Ferie col singhiozzo per i nostri parlamentari, che sono chiamati in prima linea a navigare nelle acque tempestose della crisi di governo. Ieri Antonietta Giacometti, deputata della Lega, è tornata dopo la riunione dei gruppi parlamentari con Matteo Salvini per decidere i prossimi passi. Mentre Piergiorgio Cortelazzo, che si trova a Este, è legato a un messaggino per capire se dal 19 agosto potrà viaggiare o meno per una settimana. Già, perché se ieri in Senato la maggioranza ha deciso per votare la sfiducia al governo il 20 agosto, il 21 o giù di lì toccherà ai deputati tirnare in aula.

“Alla riunione con Salvini - spiega Giacometti - è emerso che per noi andrebbe bene il voto a ottobre. Si fa in tempo ad approvare la finanziaria. Matteo e i sottosegretari hanno la legge di stabilità già pronta. E non si vuole tirare avanti con un governo vuoto, correndo il rischio dell’aumento dell’Iva per fare un esempio. Ma al senato Cinque stelle e Pd hanno votato insieme, e questo fa presagire un accordo tra le due forze politiche”.
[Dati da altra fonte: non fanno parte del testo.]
PR #9334, opened 2016-10-12
terraform: Shadow Graph

mitchellh:
**EDIT: Overview video here (in addition to below): https://www.youtube.com/watch?v=WXJRh--vw-U&feature=youtu.be**

This PR adds an internal (minimally user-facing) feature called the **shadow graph**.

The purpose of the shadow graph is to ensure future stability of Terraform by allowing us to test new core graph changes safely in a production environment. This is to support the upcoming operation-specific graph builder rewrites for Terraform 0.8.

The inspiration for the shadow graph is _shadow traffic_ in web applications: the act of mirroring traffic to non-user-facing versions of an application to ensure the same behavior comes back. 

Likewise, the shadow graph in Terraform records and duplicates the state of the world and re-runs Terraform to ensure identical behavior given the same state of the world. The purpose of this is to both 1.) ensure correct behavior of the **active graph** as well as 2.) ensure identical behavior of any **experimental graph**.

## This PR

Design and implementation follows in sections below and should be read but I also want to talk about what this PR does and doesn’t do:

* Implements the shadow graph

* Enables the shadow graph to verify the current graph works. This will surface any issues in tests.

* **Does not** expose shadow errors to the user in any way yet. Therefore, any errors will be suppressed for now.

Sui provvedimenti come la Zes, che tanto interessa il Polesine Giacometti rassicura: “I Cinque stelle hanno tirato troppo per le lunghe, e da un anno bloccano tutto, come con l’autonomia. Intanto noi abbiamo già una moratoria dall’Europa che ha confermato la Zona economica speciale nel Polesine. Il ministro Lezzi non se n’è reso conto. Spesso sono caduti su delle bucce di banana”.

Giacometti vive con serenità questo momento di precarietà anche rispetto alla sua esperienza romana: “Io sono molto serena - commenta - ho lavorato 40 anni in azienda e il lavoro ce l’ho assicurato, non ho bisogno del Parlamento”.

“Abbiamo detto che siamo a disposizione e faremo quello che decide Matteo Salvini - conclude - non vedo persone accanto a me che mugugnano”.

Sicuro di andare al voto a ottobre e di vincere, Piergiorgio Cortelazzo: “Intanto invito chi immagina cosa accadrà nei prossimi giorni ad andare a scommettere perché vincerebbe un bel gruzzoletto. E’ molto difficile - premette - Quello che so è che se andiamo al voto vinceremo come centrodestra, mentre ora come ora un governo di maggioranza di centrodestra non è possibile, non abbiamo i numeri”.

E aggiunge: “Oggi come oggi se si mettono insieme tutte le forze del centrodestra, Fdi, Lega e Forza Italia, non ce la facciamo”.

Invece sondaggi, ultime europee e amministrative danno il centrodestra vincente, con Salvini in testa. “Meglio al voto subito. Salvo sorprese dell’ultimo secondo il centrodestra dovrebbe vincere con una considerevole maggioranza sia alla Camera che al Senato. Potremmo finalmente prevalere e governare il Paese senza le solite maggioranze risicate e soprattutto con un programma presentabile agli elettori”.